■ Extracted entries:
PR #866, opened 2019-06-16
Fix: espnet/transform/transformation.py

kamo-naoyuki:
This line doesn't work with function having variable keyword arguments.


kamo-naoyuki:
I don't know why test failed. Maybe randomness.

ShigekiKarita:
Thanks. LGTM

Issue #764, opened 2019-05-26
Why the multichannel data is randomly processed by the " chime4/asr1_multich " in v0.4.0


Rpersie:
I check the procedures in the  chime4/asr1_multich of v0.4.0 and have some questions about the code in line 90 of espnet/espnet/nets/pytorch_backend/frontends/frontend.py.
![image](https://user-images.githubusercontent.com/12673020/58379540-73435700-7fd7-11e9-9bcb-062a2760244f.png)

It means that in the training "use_beamformer"  is randomly set true or false. So not all the data is processed by  the beamformer.   
I just change the code and find the loss is worse than the original code. Can anyone tell me why the  data is processed like this. In my opinion, the beamformer is not trained by all the data. The results can not perform better than using all the data 

Thank you

kamo-naoyuki:
It have made better result experimentally, just following previous research. 

It is said that if always the beamformer part is trained, the backend asr system cannot be trained with noisy data, without any enhancement, then it  weakens the base recognition performance for noisy data.

And, there is no need to care about not using all data, in an epoch, because almost all data are given over all epoch.

Rpersie:
How about the gap? It will behind the custom delay-sum beamformer ?  You do this just to improve the ASR performance just like the MCT.

kamo-naoyuki:
I forgot the precise value, maybe 3~5% worse in CER.

Rpersie:
It will behind the custom delay-sum beamformer ?

kamo-naoyuki:
I compared it with only beamformit, which is the baseline system for chime4, and got worse result than it.

Rpersie:
I have run the baseline many times, but it is different. Sometimes, the results vary greatly.
![image](https://user-images.githubusercontent.com/12673020/59001294-932d1300-8840-11e9-9157-3c1fa9c03a22.png)
Do you think it may cause by this random?
If I just split the multichannel data to single channel and  dump them to json file, it will perform better and stably than the random training methods ?
Thank you

sw005320:
> Do you think it may cause by this random?

Hmm.
We try to make things deterministic (specify a fixed seed for python, numpy, pytorch, chainer and use the deterministic mode).
We still observe some slight difference in the same machine and environment, but this difference seems to be too large.
@kamo-naoyuki, do you have comments?

kamo-naoyuki:
[...]

PR #875, opened 2019-06-18
Fix bugs in frontend

kamo-naoyuki:
- Changed to use wideband PESQ(2005) instead of PESQ(2001) for evaluation 
- Fix zero padding bug (zero padding after sigmoid instead of sigmoid after zero padding) #764
- Update to README.md. anc write wideband PESQ result.

This zero padding bug didn't affect  the results for my environment.


ShigekiKarita:
ignore codecov failure at this patch

sw005320:
Maybe better to add some test scripts for this?

kamo-naoyuki:
What test?

sw005320:
`utils/eval-source-separation.py`, but I think this is difficult because we need to install other packages.

sw005320:
Thanks a lot!

PR #877, opened 2019-06-18
Script for docker builds from the local repo

lumaku:
When building the docker container on a local machine, the espnet source is downloaded from the github espnet master branch. But I prefer to use the local espnet version for two reasons:

1. I can write my own modifications on the espnet code, the build environment, etc, and test it in the docker container. The current script `build_and_push.sh` does not import these.

2. reproducability: I can go back to an old espnet version and test the neural network with an older version of a library.

That is why I modified `build_and_push.sh` to make local builds. As `docker build` does not have direct read access to the espnet main folder, I implemented a workaround: The espnet source code is imported through a git archive based on git HEAD (the previous commit), and copied over within a file.


sw005320:
@lumaku, thanks!
I like your idea, but I simply don't have a docker environment and cannot test it.
@Fhrozen, I'd like to ask you to check this PR.

Fhrozen:
@lumaku, thank you very much for your support.
It will be better if you can keep a uniform way for using variables:`${foo}`, some of them are called as `$foo`
I will test it tomorrow to check if there is any problem with the current build. 

@sw005320 It will be better if you check #836 first to merge and then joint it with this PR, so it can keep the updates.

sw005320:
> @sw005320 It will be better if you check #836 first to merge and then joint it with this PR, so it can keep the updates.

Done.

lumaku:
Happy to contribute! :smile: For testing, I encountered following issue, but it might work on your system, which depends on your docker/nvidia-docker configuration.

When I build the docker container on my system, executing the commands in `build_and_push.sh`, the container build for the GPU container is aborted in the *last stage* by an error in `check_install.py`.

By inspection of this issue, importing Cupy throws an error. Cupy was compiled correctly, and is installed; CUDA was correctly installed and env variables were correctly set. The required dependencies on my machine are fulfilled (nvidia-docker 2.0.3-4, nvidia-driver 430.26, docker 18.09.6).

I find that the Cupy error occurs because it can not find my nvidia gpu (listed using `ls -la /dev | grep nvidia`), as it was not passed through the container at the initialization of the docker container.

My workaround for this issue was to modify `check_install.py` to print a warning instead of `sys.exit(1)` during docker build using the script in this pull request. Afterwards, I started the gpu container with `nvidia-docker` (that mounts the gpu device) and the `check_install.py` could successfully import cupy. I did not include the changes to `check_install.py` in the current pull request, but made a ephemeral testing branch.

Fhrozen:
@lukuma the reporting error has been observer for a while, and that is why the code has implemented:

https://github.com/espnet/espnet/blob/e2273884e98e7dee0bb535501c35ee2fdff1b070/docker/prebuilt/devel/Dockerfile#L18-L25

lumaku:
I merged the `build_and_push.sh` from master, the local docker build for me was OK. @Fhrozen, I saw that you added "-u18" to the tags, I assumed only for naming test images without overwriting the docker hub images, but now testing is possible without pushing, so I did not adopt this change.

Fhrozen:
@lumaku , No, it is not because a pushing problem. It is because the from the current version the containers will be only built for Ubuntu 18.04 and the containers based in ubuntu 16 will not receive any longer support. In case people want to use the previous version containers, I am letting them in the Hub and the current containers will have a -u18 tag.

lumaku:
The tags for the Docker Hub images are as you specified them. For locally built images, I did not add `-u18` at the end.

■ To do: Each line from the start of the records through the line holding "Why the multichannel" must be returned exactly; nothing else belongs in the answer.

■ Task response:
PR #866, opened 2019-06-16
Fix: espnet/transform/transformation.py

kamo-naoyuki:
This line doesn't work with function having variable keyword arguments.


kamo-naoyuki:
I don't know why test failed. Maybe randomness.

ShigekiKarita:
Thanks. LGTM

Issue #764, opened 2019-05-26
Why the multichannel data is randomly processed by the " chime4/asr1_multich " in v0.4.0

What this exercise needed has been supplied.